Later on that night Esther told me how much alike we two looked, and about a week later Angela made mention of the same, so the resemblance must have been more than I'd realized.
Jacob and I contemplated his remuda and talked ranching and farming, the way men will, and finally we two lapsed into a quiet and companionable silence.
The setting sun wasn't much warmth in the chill evening: we could just see our breath and it smelt of fall and winter's fast approach.
"Sir?"
"Yes, Jacob?"
"Sir, we grew some pun'kins. Do you reckon Angela would want one?"
I smiled in the gathering shadow's coolness.
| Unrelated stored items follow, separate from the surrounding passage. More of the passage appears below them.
PR #658, opened 2020-12-05
PA-1977: Message for users who don't have permission to submit disposal projects

agalbrai:


Fosol (approved):

frontend/src/features/admin/access-request/AccessRequestPage.tsx
```diff
@@ -101,7 +101,6 @@ const AccessRequestPage = () => {
         toolTip="To select multiple roles, hold Ctrl and select options."
       >
         <Select
-          label="Role"
```
agalbrai, line 104: There was already a label so "Roles" and "Role" were both appearing

goemen (approved):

The sun was red, bloody red on the horizon, most of it already hiding behind a drawn up veil of trees and mountain.
There was a time when such a question would fill me with sadness, but Angela had helped me heal.
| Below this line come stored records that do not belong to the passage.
PR #665, opened 2020-12-08
Refactoring the Supercluster rendering for easy testing

goemen:
The supercluster render in the PointCluster component was easy to test, interacting directly with leaflet in the react tests is not any playground. I refactored the component to use react component in the render. 

I used this refactored code to write unit tests, showcasing how we can write more tests in the leaflet component

### DIFF
--- a/frontend/src/components/maps/leaflet/InventoryLayer.tsx
+++ b/frontend/src/components/maps/leaflet/InventoryLayer.tsx
@@ -1,14 +1,14 @@
-import { GEO_PROPERTIES, IGeoSearchParams } from 'constants/API';
-import { ENVIRONMENT } from 'constants/environment';
+import { IPropertyDetail } from 'actions/parcelsActions';
+import { IGeoSearchParams } from 'constants/API';
 import { BBox, Feature } from 'geojson';
 import useDeepCompareEffect from 'hooks/useDeepCompareEffect';
-import useKeycloakWrapper from 'hooks/useKeycloakWrapper';
 import { LatLngBounds } from 'leaflet';
 import React from 'react';
 import { useLeaflet } from 'react-leaflet';
 import { toast } from 'react-toastify';
 import { PointFeature } from '../types';
 import PointClusterer from './PointClusterer';
+import { useApi } from 'hooks/useApi';
 
 export type InventoryLayerProps = {
   /** Latitude and Longitude boundary of the layer. */
@@ -23,6 +23,8 @@ export type InventoryLayerProps = {
   filter?: IGeoSearchParams;
   /** What to do when the point feature is clicked. */
   onMarkerClick?: (point: PointFeature, position?: [number, number]) => void;
+
+  selected?: IPropertyDetail | null;
 };
 
 /**
@@ -49,10 +51,11 @@ export const InventoryLayer: React.FC<InventoryLayerProps> = ({
   maxZoom,
   filter,
   onMarkerClick,
+  selected,
 }) => {
-  const keycloak = useKeycloakWrapper();
   const [features, setFeatures] = React.useState<Array<PointFeature>>([]);
   const { map } = useLeaflet();
+  const { loadProperties } = useApi();
 
   if (!map) {
     throw new Error('<InventoryLayer /> must be used under a <Map> leaflet component');
@@ -67,12 +70,16 @@ export const InventoryLayer: React.FC<InventoryLayerProps> = ({
       setBbox(getBbox(bounds));
     };
     map.on('moveend', rebound);
+
+    return () => {
+      map.off('moveend');
+    };
   }, [map]);
 
   minZoom = minZoom ?? 0;
   maxZoom = maxZoom ?? 18;
 
-  const url = `${ENVIRONMENT.apiUrl}${GEO_PROPERTIES({
+  const params = {
     bbox: (bounds ?? map.getBounds()).toBBoxString(),
     address: filter?.address,
     administrativeArea: filter?.administrativeArea,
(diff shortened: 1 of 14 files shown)


frontend/src/components/maps/leaflet/InventoryLayer.tsx
```diff
@@ -67,12 +70,16 @@ export const InventoryLayer: React.FC<InventoryLayerProps> = ({
       setBbox(getBbox(bounds));
     };
     map.on('moveend', rebound);
+
+    return () => {
+      map.off('moveend');
```
Fosol, line 75: Removes listener?

frontend/src/components/maps/leaflet/InventoryLayer.tsx
```diff
@@ -84,34 +91,32 @@ export const InventoryLayer: React.FC<InventoryLayerProps> = ({
...
+            } as PointFeature;
+          });
         setFeatures(points);
       })
       .catch(error => {
         toast.error((error as Error).message, { autoClose: 7000 });
         console.error(error);
       });
-  }, [url, bbox]);
+    // eslint-disable-next-line react-hooks/exhaustive-deps
```
Fosol, line 118: Is this because the linter doesn't understanding `useDeepCompareEffect(...)`?

frontend/src/components/maps/leaflet/mapUtils.tsx
```diff
@@ -100,6 +100,29 @@ export const pointToLayer = (feature: ICluster, latlng: LatLngExpression): Layer
   return createSingleMarker(feature, latlng);
 };
 
+export const getMarkerIcon = (feature: ICluster) => {
```
Fosol, line 103: Documentation

frontend/src/components/maps/leaflet/Spiderfier.ts
```diff
@@ -69,12 +66,12 @@ export class Spiderfier {
   }
 
   // expand a cluster (spiderfy)
-  spiderfy(cluster: ICluster) {
+  spiderfy(cluster: ICluster): { lines?: any[]; markers?: any[] } {
```
Fosol, line 69: I don't understand this change?

frontend/src/components/maps/leaflet/PointClusterer.tsx
```diff
@@ -89,47 +83,145 @@ export const PointClusterer: React.FC<PointClustererProps> = ({
...
+  );
 
   return (
-    <GeoJsonLayer
-      ref={ref}
-      data={clusters as any}
-      pointToLayer={pointToLayer}
-      onclick={onLayerClick}
-    ></GeoJsonLayer>
+    <>
```
Fosol, line 113: Why was this change necessary?

Fosol (approved):

frontend/src/components/maps/leaflet/MapProperties.test.tsx
```diff
@@ -158,96 +162,73 @@ describe('MapProperties View', () => {
         </Router>
       </Provider>,
     );
-    await act(() => (promise as unknown) as Promise<void>);
+    wait(() => expect(mapRef.current).toBeDefined(), { timeout: 500 });
```
agalbrai, line 165: what's the difference between wait() and await act()?

agalbrai (commented):
I'm a little fuzzy on all the details so I won't approve it but I assume it works well :)

frontend/src/components/maps/leaflet/Map.tsx
```diff
@@ -223,7 +222,6 @@ const Map: React.FC<MapProps> = ({
   const closeMarkerPopup = (e: any) => {
     if (e.target._animateToZoom === mapRef.current?.leafletElement.getZoom()) {
       setLayerPopup(undefined);
-      dispatch(storeParcelDetail(null));
```
devinleighsmith, line 226: Can you confirm that this doesn't adversely affect the 'zoom' functionality please?

frontend/src/components/maps/leaflet/MapProperties.test.tsx
devinleighsmith: wait is used to allow an expectation to finish before continuing. Behind the scenes the wait runs in a loop, and just ignores any failures or errors until the timeout is reached. 

act is used to wrap an action that will cause a change in a rendered component. For example, clicking a submit button. Sometimes the act will also need to check for something to be true before exiting.

Generally use wait if you are waiting for something that isn't a direct result of one of your actions. Use act otherwise.

frontend/src/components/maps/leaflet/MapProperties.test.tsx
```diff
@@ -158,96 +162,73 @@ describe('MapProperties View', () => {
...
-            zoom={14}
-            properties={mockParcels}
-            selectedProperty={mockDetails}
-            agencies={[]}
-            propertyClassifications={[]}
-            lotSizes={[]}
-            onMarkerClick={jest.fn()}
-            mapRef={mapRef}
-          />
+          <div style={{ width: 500, height: 500 }}>
```
devinleighsmith, line 178: Ah, so this ended up being required?

frontend/src/components/maps/leaflet/MapProperties.test.tsx
```diff
@@ -158,96 +162,73 @@ describe('MapProperties View', () => {
...
     const { getByText } = render(
       <Provider store={store}>
         <Router history={history}>
           <ParcelPopupView parcel={emptyDetails} />
         </Router>
       </Provider>,
     );
-    await act(() => (promise as unknown) as Promise<void>);
+
     const alert = getByText('Failed to load parcel details.');
```
devinleighsmith, line 219: How is this test working with the mock being removed? does it throw a warning?

frontend/src/components/maps/leaflet/PointClusterer.tsx
```diff
@@ -89,47 +83,145 @@ export const PointClusterer: React.FC<PointClustererProps> = ({
...
+      {clusters.map((cluster, index) => {
+        // every cluster point has coordinates
+        const [longitude, latitude] = cluster.geometry.coordinates;
+        // the point may be either a cluster or a crime point
```
devinleighsmith, line 117: what is a crime point?

frontend/src/components/maps/leaflet/PointClusterer.tsx
devinleighsmith: This is a pretty big render block with a lot of different categories of functionality. Any way we could split this up? Even just creating functions for these for readability would be fine.

frontend/src/features/properties/map/MapView.tsx
```diff
@@ -91,7 +91,17 @@ const MapView: React.FC<MapViewProps> = (props: MapViewProps) => {
           selectedDraftProperty?.parcelDetail?.longitude ??
           defaultLatLng.lng
         }
-        properties={properties}
+        properties={
```
devinleighsmith, line 94: Hmm, what's going on here.

frontend/src/hooks/useApi.ts
```diff
@@ -113,5 +116,12 @@ export const useApi = (): PimsAPI => {
     return data;
   };
 
+  axios.loadProperties = async (params?: IGeoSearchParams): Promise<any[]> => {
+    const { data } = await axios.get<any[]>(
```
devinleighsmith, line 120: Please at least some basic error handling logic since this is a core application request that fails periodically.

devinleighsmith: Also I think this will not display the loading bar anymore right? Refactoring is great but lets not regress functionality.

devinleighsmith:
@goemen I think this needs to be demoed to @Fosol or myself as this PR contains a lot of map changes that aren't covered by existing tests.

devinleighsmith (changes requested):
Please setup a demo for this before merging.

devinleighsmith (approved):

My little girl -- our little girl -- had died on her second birthday of the small pox and it hurt me deep, hurt me for a very long time, and every time I looked at a girl-child I wondered if my little girl would have grown up to be as fine a child as she.
Now, though ... now Angela was our little girl, and she was growing up to be the finest little girl-child a father could ever want.
I chuckled, considering that no matter how old a little girl gets, she would still be her Daddy's little girl.
I took a long breath in through my nose, nodded.
"Yes, Jacob. I reckon she would."
Jacob nodded and we were silent for a while longer.
Jacob spoke after maybe, oh, twenty minutes or so.
"Sir?"
"Yes, Jacob?"
"Sir, I mailed that straight razor like you'd told me."
"Good."
I knew he had: Levi had told me Jacob inquired after the address, and expressed his discomfort with our challenge to the Dever mobster.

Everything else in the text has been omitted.